DK’s “gun” is also different than anything else in the game. Donkey Kong has a banana that works like a boomerang and it can hit multiple enemies in a single throw. Meanwhile, Donkey Kong’s secondary weapon is a set of bongos which can draw enemies in for a devastating ground pound. Neither isn’t quite as fun as hurling enemies and allies through the air, but they do add extra level of strategy that weren’t in the main game.

The abilities of Donkey Kong aren’t all that makes the DLC feel like its own beast. The visuals of the DLC are very much Donkey Kong Country inspired and so is the music. (Composer Grant Kirkhope who scored Mario + Rabbids and Donkey Kong 64 is back and his work is lovely as ever.) Maybe it’s just a personal preference to the world of Donkey Kong as opposed to Mario but there’s something about the DLC that’s more appealing, in a visual and auditory sense.

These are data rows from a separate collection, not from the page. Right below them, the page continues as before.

Issue #1192, opened 2022-06-24
FE: Allowed to query if no profile type is selected


lilic:
If I go to parca and select the label name that is suggested for me e.g. `app`, while leaving profile type as blank and I hit search, I get an empty screen. I was expecting a warning that I didn't select any profiles (as that was the case) or an error of some sort.

This is the URL that is generated: https://demo.parca.dev/?expression_a=%7B%7D&from_a=1656084616216&to_a=1656085516216&merge_a=false&time_selection_a=relative:minute|15&currentProfileView=icicle

PR #1645, opened 2022-09-01
ui: Improve querying experience

### LINKED ISSUE #1439: ui: Improve querying experience on Parca
- [x] Ensure that querying using the `MatchersInput` component is disabled until a profile type has been selected.
- [x] Add a loader to the MatchersInput component
- [x] Prevent overflow of the label names and values by adding a fixed height
- [x] Suggest similar label names and values when typing in the query browser. This means whenever a user types in a label name or value, the suggestion box will now be re-ordered to show the closest suggestion.
- [x] The `MatchersInput` component should show the next suggestion even when a user is manually typing in a query i.e. not clicking through the suggestions list.
- [ ] The backend expects the label value to be in quotes, so the `MatchersInput` component automagically adds a "" to surround the label value if omitted by the user.

yomete:
This PR addresses the following:

- [x] Ensures that querying using the `MatchersInput` component is disabled until a profile type has been selected. #1192 
- [x] Added a loader to the MatchersInput component for slow networks/huge data responses.
- [x] Prevent overflow of the label names and values (blocking the metrics graph and icicle graph) by adding a fixed height.
- [x] Suggest similar label names and values when typing in the query browser. This means whenever a user types in a label name or value, the suggestion box will now be re-ordered to show the closest similar suggestion.
- [x] The `MatchersInput` component now shows the next suggestion even when a user is manually typing in a query i.e. not clicking through the suggestions list.
- [x] The backend expects the label value to be in quotes, so the `MatchersInput` component automagically adds a "" to surround the label value if omitted by the user.

Resolves #1439


brancz:
Reeeeeally nice improvements!! So much better than before! I can still trigger a few problems, particularly when using backspace a lot, but I think we can take care of more as follow ups!

brancz (approved):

The layout of each level isn’t radically changed. Donkey Kong does have special vines that he can swing on which offers some new movement opportunities. Everything else though is set up like Kingdom Battle. Yet the DK aesthetic matches up with the tactical gameplay better than Mario. The jungle world of Donkey Kong translates more naturally and beautifully to the strategy RPG mechanics than the wide and flat look of the Mushroom Kingdom.

Donkey Kong Adventure isn’t going to sway anyone who didn’t love Mario + Rabbids: Kingdom Battle. Donkey Kong Adventure is a substantial standalone adventure but its aping (pun much intended)  everything that which makes the main game great. The DLC, essentially, is extra chapter added onto  Kingdom Battle but that’s hardly a negative.

Donkey Kong is so fun to play, it is a bit disappointing that he’s the only real original and Nintendo character for the DLC. Ultimately though Donkey Kong Adventure leaves you wanting more expansions with even more Nintendo characters in Mario + Rabbids and that’s really the highest compliment that can be paid to be a DLC.

4/5

More: Donkey Kong Country Games Ranked, From Worst to Best

Mario + Rabbids Kingdom Battle Donkey Kong Adventure is available now from the Nintendo Switch eShop for $14.99.